Order a few dishes at a time. The food comes out speed-date fast, and if you’re not careful, dinner can be over in the time it takes you to read your horoscope. This cooking deserves more than 20 minutes of consideration.

That wasn’t so much the case when Thip Khao opened in December. Initially, some lackluster plates left the kitchen, even with the head chef present. Fried watercress with shrimp, mango and tamarind sauce was, counter to the Laotian preference, cloying in its sweetness, while the pork sausage served with peanuts and ginger lacked the springiness and zest of the version served at Bangkok Golden Thai.

Koi pah is tilapia ceviche marinated in lime juice, fish sauce, lemongrass and more, everything eaten with sticky rice. (Dixie D. Vereen/For The Washington Post)

Time has smoothed out some rough patches. These days, the aforementioned sour soup delivers more tang. Once routine and flabby, the fried quail now shatters, spurting juices as you devour every last golden crumb.

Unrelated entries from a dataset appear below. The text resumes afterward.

PR #2912, opened 2024-06-14
Additional modalities detection

severo:
- [x] detect tabular
- [x] detect timeseries

### DIFF
--- a/services/worker/src/worker/dtos.py
+++ b/services/worker/src/worker/dtos.py
@@ -333,7 +333,7 @@ class DatasetCompatibleLibrariesResponse(TypedDict):
     formats: list[DatasetFormat]
 
 
-DatasetModality = Literal["image", "audio", "text", "video", "geospatial", "3d"]
+DatasetModality = Literal["image", "audio", "text", "video", "geospatial", "3d", "tabular", "timeseries"]
 
 
 class DatasetModalitiesResponse(TypedDict):
--- a/services/worker/src/worker/job_runners/dataset/modalities.py
+++ b/services/worker/src/worker/job_runners/dataset/modalities.py
@@ -68,6 +68,8 @@ def detect_features_modalities(features: Features) -> set[DatasetModality]:
         for column_name, feature in features.items()
     ):
         modalities.add("timeseries")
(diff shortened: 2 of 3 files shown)


services/worker/src/worker/dtos.py
```diff
@@ -333,7 +333,7 @@ class DatasetCompatibleLibrariesResponse(TypedDict):
     formats: list[DatasetFormat]
 
 
-DatasetModality = Literal["image", "audio", "text", "video", "geospatial", "3d"]
+DatasetModality = Literal["image", "audio", "text", "video", "geospatial", "3d", "tabular", "timeseries"]
```
lhoestq, line 336: maybe name it "time-series" ?

severo: we use `timeseries` in moon-landing, so... better to stick with this, unless it's really an issue for you :P

severo:
thanks for the addition on timeseries @lhoestq

severo:
(feel free to add a test, it should be straightforward as we have similar cases already!)

lhoestq (approved):

zhangzw16:
Hi, thank you so much for your contribution!  @severo @lhoestq 

I’m new to the Hugging Face Dataset Viewer. I noticed that this PR adds support for handling time-series data. I’d like to ask if there is any documentation related to this feature. If the modality is detected as time-series, what happens next? How does it differ from other modalities?

Also, I want to visualize time-series-related columns in the Dataset Viewer. How can I achieve this? If it’s not currently supported, I’d like to contribute. Where should I start?

lhoestq:
The modality is useful to filter by modality in HF, e.g.

image

> Also, I want to visualize time-series-related columns in the Dataset Viewer. How can I achieve this? If it’s not currently supported, I’d like to contribute. Where should I start?

The best way to start would be with a demo app on HF Spaces (you can use Docker, gradio etc.). This is useful to let people share feedbacks and contribute :) No need for the demo to be a full Dataset Viewer but just focused on time series

For the anecdote the Dataset Viewer itself started as a demo on Spaces [here](https://huggingface.co/spaces/lhoestq/datasets-explorer)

Don’t take just my word. A food fan doesn’t have to go to a pop-up, Union Market or a charity cook-off to see the industry’s young Turks. Plenty of these chefs — Mike Isabella of Kapnos, Cedric Maupillier of Mintwood Place, Jeremiah Langhorne of the future Dabney — are spending their off-hours here, knocking back a style of cooking that, with luck, catches fire.

Convenience is part of the attraction. Unlike Little Serow, says Maupillier, Thip Khao is “spicy without the line!”

Correction: A previous version of this review referred to baskets of steamed jasmine rice, instead of sticky rice.

Thip Khao in Columbia Heights is the sister restaurant to Bangkok Golden Thai in Falls Church, which offered Laotian options to guests in the know. (Dixie D. Vereen/For The Washington Post)

2 stars

Location: 3462 14th St. NW. 202-387-5426.

Open: Dinner 5 to 10 p.m. Sunday, Monday, Wednesday and Thursday, 5 to 11 p.m. Friday and Saturday; brunch 11 a.m. to 3 p.m. weekends. Closed Tuesday.

Prices: Appetizers $5 to $13, main courses $9 to $19.

Sound check: 64 decibels/Conversation is easy.